People who go out of thier way not to give people what they are owed are heros though??


----------



## ohiohomedoctor (Dec 26, 2010)

MAULEMALL said:


> People who go out of thier way not to give people what they are owed are heros though??


I dont get it..


----------



## Red Adobe (Jul 26, 2008)

If the ? is only of smoked in a place or not then its going to be tough in court no matter what. If tenent did no damage and exited within lease terms then do what a Landlord should do.....spruce up and move on

If theres damages like burns or something then get into the deposit.

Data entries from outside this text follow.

PR #9076, opened 2023-01-12
Remove unnecesary socket workaround

barronpm:
**Changes**
Removes code working around [ASP.NET Core #14134](https://github.com/aspnet/AspNetCore/issues/14134) not cleaning up unix socket files, as this has been fixed as of .NET 6

### DIFF
--- a/Jellyfin.Server/Program.cs
+++ b/Jellyfin.Server/Program.cs
@@ -339,12 +339,6 @@ namespace Jellyfin.Server
                     {
                         var socketPath = GetUnixSocketPath(startupConfig, appPaths);
 
-                        // Workaround for https://github.com/aspnet/AspNetCore/issues/14134
-                        if (File.Exists(socketPath))
-                        {
-                            File.Delete(socketPath);
-                        }
-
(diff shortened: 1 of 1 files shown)


crobibero:
What happens if Jellyfin crashes? Is the socket file left around? What happens if Jellyfin starts and the socket file exists?

Shadowghost (approved):

barronpm:
> What happens if Jellyfin crashes? Is the socket file left around? What happens if Jellyfin starts and the socket file exists?

If Jellyfin crashes, everything should still be disposed. If this doesn't happen, I would consider it a separate bug.

The behavior changes here occur in two circumstances:
1. Jellyfin is killed unexpectedly (kill -9, power loss, etc.)
2. Another application is configured to use the same socket that Jellyfin is using

In the first case, Jellyfin would fail to start without deleting the file. In the second, currently Jellyfin could potentially delete the socket being used by the other application and create its own socket.

IMO, either behavior is acceptable, but we should remove the comment if we decide to stay with the current behavior.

I have done work in smokers homes and non-smokers and been disgusted in either. For me its CATS Id never alow them nor the box of crap they all have to have and some choose not to use

As for funks smells there are ozone machines and bombs around


----------



## tedanderson (May 19, 2010)

IMHO if you could prove that the tenant was smoking, the only thing you have on her is breach of contract which would be grounds for eviction. 

But breach of contract does not necessarily equate to forfeiture of the deposit unless there were damages. This would be the case whether you allowed the tenant to smoke or not. 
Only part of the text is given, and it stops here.